Hello,
As PyPI has become the de-facto canonical namespace for freely redistributable Python packages, I would like to encourage maintainers of packages in the Fedora Linux distro to synchronize their Distribution Package names with PyPI – effectively, to merge Fedora’s namespace into PyPI’s.
This has not yet been discussed in Fedora; I’m kicking off the discussion there as well. Here, I’d like to discuss the PyPI side of things.
While this discussion is ongoing, the names that Fedora uses but are not yet on PyPI have been kindly blocked by the admins, so that:
- good faith actors are advised that the name is taken in some sense (though not in the PEP 541 sense), so using the name for a different purpose might confuse users, and
- bad-faith actors can’t snatch the names that easily.
This will need to be reverted and replaced with a better solution, once we know what that is.
But let me frame the issue a bit more generally.
PyPI as a namespace vs. project repository
I feel that currently, PyPI has a bit of a split identity. Per PEP 541, it tries to be purely a repository of useful projects. However, PEP 518 uses names on PyPI as “markers” in pyproject.toml
.
This puts us in a tough spot when we want to use tools that aren’t packaged on PyPI.
(Note: I’m not necessarily arguing that pyproject.toml
tools are a good idea, but that reasonable people like PEP 517 authors view PyPI as a namespace.)
Why would a tool not be packaged on PyPI? For example, there bindings to software written in other languages, which use non-Python build systems (e.g. make; make install
). One could write a PEP 517 build backend for such software, but in some cases it wouldn’t be very useful: for reasons like non-Python build-time dependencies, building wheels just sometimes doesn’t make sense. In Fedora, pyproject.toml
handling could reasonably be implemented with as RPM macros, not a Python library.
It does make sense to have well-known names for projects that aren’t installable from PyPI. For example, If I’m querying system-wide installed from Python, I want to include my system package manager in install_requires
. But for that package manager, “installable from PyPI” is more of a box to tick than a useful feature.
Blocking and squatting
There are several legitimate reasons to block certain names on PyPI.

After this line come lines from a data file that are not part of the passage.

PR #62, opened 2022-12-15
Contract Refresh

peterjan:
When contracts run out of funds they were currently being renewed instead of refreshed. The key difference between a renew and refresh is that a refreshed contract uses the same `endheight` as the contract it's refreshing, while a renewed contract extends into the next period.

### DIFF
--- a/autopilot/contractor.go
+++ b/autopilot/contractor.go
@@ -548,13 +548,10 @@ func (c *contractor) renewContract(cfg Config, toRenew worker.Contract, renterAd
 }
 
 func (c *contractor) formContract(cfg Config, hostKey consensus.PublicKey, hostIP string, hostSettings rhpv2.HostSettings, renterAddress types.UnlockHash, renterFunds, hostCollateral types.Currency) (rhpv2.ContractRevision, error) {
-	// prepare contract formation
-	endHeight := c.currentPeriod + cfg.Contracts.Period + cfg.Contracts.RenewWindow
-	contract, _, err := c.ap.worker.RHPForm(endHeight, hostKey, hostSettings, renterAddress, renterFunds, hostCollateral)
+	contract, _, err := c.ap.worker.RHPForm(c.endHeight(cfg), hostKey, hostSettings, renterAddress, renterFunds, hostCollateral)
 	if err != nil {
 		return rhpv2.ContractRevision{}, err
 	}
-
 	return contract, nil
 }
 
--- a/autopilot/contractor.go
+++ b/autopilot/contractor.go
@@ -334,17 +334,13 @@ func (c *contractor) runContractRenewals(cfg Config, budget *types.Currency, ren
 			break
 		}
 
-		// check our budget
-		var err error
-		var renterFunds types.Currency
-		if isRefresh {
-			renterFunds, err = c.refreshFundingEstimate(cfg, contract)
-		} else {
-			renterFunds, err = c.renewFundingEstimate(cfg, contract)
-		}
+		// calculate the renter funds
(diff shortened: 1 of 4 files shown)


autopilot/contractor.go
```diff
@@ -287,6 +292,10 @@ func (c *contractor) runContractChecks(cfg Config, contracts []worker.Contract)
 
 		// remove superfluous contract from renewal list and add to ignore list
 		for _, id := range contractIds[:numContractsTooMany] {
+			if index, exists := refreshIndices[id]; exists {
+				toRefresh[index] = toRefresh[len(toRefresh)-1]
+				toRefresh = toRefresh[:len(toRefresh)-1]
```
ChrisSchinnerl, line 297: The "too many active contracts" cap doesn't apply for refreshes.

autopilot/contractor.go
```diff
@@ -562,6 +582,71 @@ func (c *contractor) initialContractFunding(settings rhpv2.HostSettings, txnFee,
...
+		estimate, err = c.renewFundingEstimate(cfg, contract)
+		if err != nil {
+			c.logger.Errorw(
+				fmt.Sprintf("could not get renew funding estimate, err: %v", err),
+				"hk", contract.HostKey(),
+				"fcid", contract.ID,
+			)
+		}
+	}
+	return
```
ChrisSchinnerl, line 605: Maybe like this?

```go
var estimate types.Currency
var err error
if isRefresh {
  estimate, err = c.refreshFundingEstimate(cfg, contract)
}else {
  estimate, err = c.renewFundingEstimate(cfg, contract)
}
if err != nil {
  fmt.Sprintf("could not get renew funding estimate, err: %v", err),
 				"hk", contract.HostKey(),
 				"fcid", contract.ID,
                                "refresh", isRefresh,
}
```

autopilot/hostfilter.go
```diff
@@ -52,26 +52,23 @@ func isUsableHost(cfg Config, gs bus.GougingSettings, rs bus.RedundancySettings,
...
-	renewable := true
-
+func isUsableContract(cfg Config, h Host, c worker.Contract, bh uint64) (usable bool, refresh bool, renew bool, reasons []string) {
 	if isOutOfFunds(cfg, h, c) {
 		reasons = append(reasons, "out of funds")
+		refresh = true
 	}
 	if isUpForRenewal(cfg, c.Revision, bh) {
 		reasons = append(reasons, "up for renewal")
+		renew = true
```
ChrisSchinnerl, line 62: Wouldn't a renew take priority over a refresh? If so should we set `refresh = false` here? A contract should never show up for both a refresh and renew.

autopilot/contractor.go
```diff
@@ -253,21 +254,25 @@ func (c *contractor) runContractChecks(cfg Config, contracts []worker.Contract)
...
+				"renew", renew,
 			)
-			if !renewable {
-				toDelete = append(toDelete, contract.ID)
-				continue
-			} else {
+			if refresh {
+				refreshIndices[contract.ID] = len(toRefresh)
+				toRefresh = append(toRefresh, contract)
+			} else if renew {
```
ChrisSchinnerl, line 270: I think this might be the wrong prioritisation. If a contract is `renew == true` we are in the renew window. So we prefer to renew it over refreshing it because otherwise we are going to refresh it and 10 minutes later renew it.

ChrisSchinnerl (changes requested):

autopilot/contractor.go
peterjan: did it slightly different but implemented your remark

ChrisSchinnerl (approved):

The proper way to do that is to request PyPI admins to mark packages as unregistrable (which they will generally be happy to do, given good reason – but it takes their time). The “guerilla way” is name-squatting: registering an empty or uninstallable package. Note that current regulations prohibit name-squatting.
Some examples:
- Parts of the Python standard library, e.g.
math
, are not registrable. - The trademark
microsoft
is currently name-squatted - The name
ldap
is currently name-squatted (by me) for reasons described on the PyPI page - The package manager
dnf
is currently name-squatted; AFAIK the buildsystem it uses doesn’t produce sdists/wheels.
My proposal
Personally, I actually find name squatting more user-friendly than blocking:
- The explanation can be much more verbose than with marking the package non-registrable
- It’s self-service: anyone can name-squat (though it’s discouraged), and conflict resolution only needs admin intervention if it escalates (as it does now)
Do you think it would be good to update PEP 541 to allow name-squatting, under some rules, for:
- Packages installable from elsewhere (like from a Linux distro) that are Python-related (other Python projects might want to depend on them; they are build tools
pyproject.toml
), and - New, non-abandoned packages with a repo before their first release (see my rationale)?
Perhaps a register
command could be brought back, so you could upload or edit the description without wasting a version number – but that’s a detail :)
Of course, another solution could work as well.